Because the listing below is to be kept intact, restate all of it word for word.

========================================================================

PR #2558, opened 2016-06-09
Fix NPE when invoking context menu in Alerts tab

thc202:
Fix NullPointerException when attempting to invoke the context menu of
Alerts tab using the keyboard when no entry was yet selected, following
excerpt of the exception's stack trace:
[AWT-EventQueue-0] ERROR org.zaproxy.zap.ZAP$UncaughtExceptionLogger  -
 Exception in thread "AWT-EventQueue-0"
 java.lang.NullPointerException
  at o.z.z.extension.alert.AlertPanel$5.keyPressed(AlertPanel.java:485)

the exception happened because there was no entry selected, therefore no
location existed (that is, null) when calculating where to show the pop
up menu.

Change class AlertPanel to set a JPopupMenu to the Alerts tree, which
already takes care to show the pop up menu in the most appropriate
location (when invoked with keyboard and with the mouse).

### DIFF
--- a/src/org/zaproxy/zap/extension/alert/AlertPanel.java
+++ b/src/org/zaproxy/zap/extension/alert/AlertPanel.java
@@ -21,15 +21,16 @@
 package org.zaproxy.zap.extension.alert;
 
 import java.awt.CardLayout;
+import java.awt.Component;
 import java.awt.Dimension;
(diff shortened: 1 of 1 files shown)


kingthorin:
Looks good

========================================================================

--- Your solution ---
PR #2558, opened 2016-06-09
Fix NPE when invoking context menu in Alerts tab

thc202:
Fix NullPointerException when attempting to invoke the context menu of
Alerts tab using the keyboard when no entry was yet selected, following
excerpt of the exception's stack trace:
[AWT-EventQueue-0] ERROR org.zaproxy.zap.ZAP$UncaughtExceptionLogger  -
 Exception in thread "AWT-EventQueue-0"
 java.lang.NullPointerException
  at o.z.z.extension.alert.AlertPanel$5.keyPressed(AlertPanel.java:485)

the exception happened because there was no entry selected, therefore no
location existed (that is, null) when calculating where to show the pop
up menu.

Change class AlertPanel to set a JPopupMenu to the Alerts tree, which
already takes care to show the pop up menu in the most appropriate
location (when invoked with keyboard and with the mouse).

### DIFF
--- a/src/org/zaproxy/zap/extension/alert/AlertPanel.java
+++ b/src/org/zaproxy/zap/extension/alert/AlertPanel.java
@@ -21,15 +21,16 @@
 package org.zaproxy.zap.extension.alert;
 
 import java.awt.CardLayout;
+import java.awt.Component;
 import java.awt.Dimension;
(diff shortened: 1 of 1 files shown)


kingthorin:
Looks good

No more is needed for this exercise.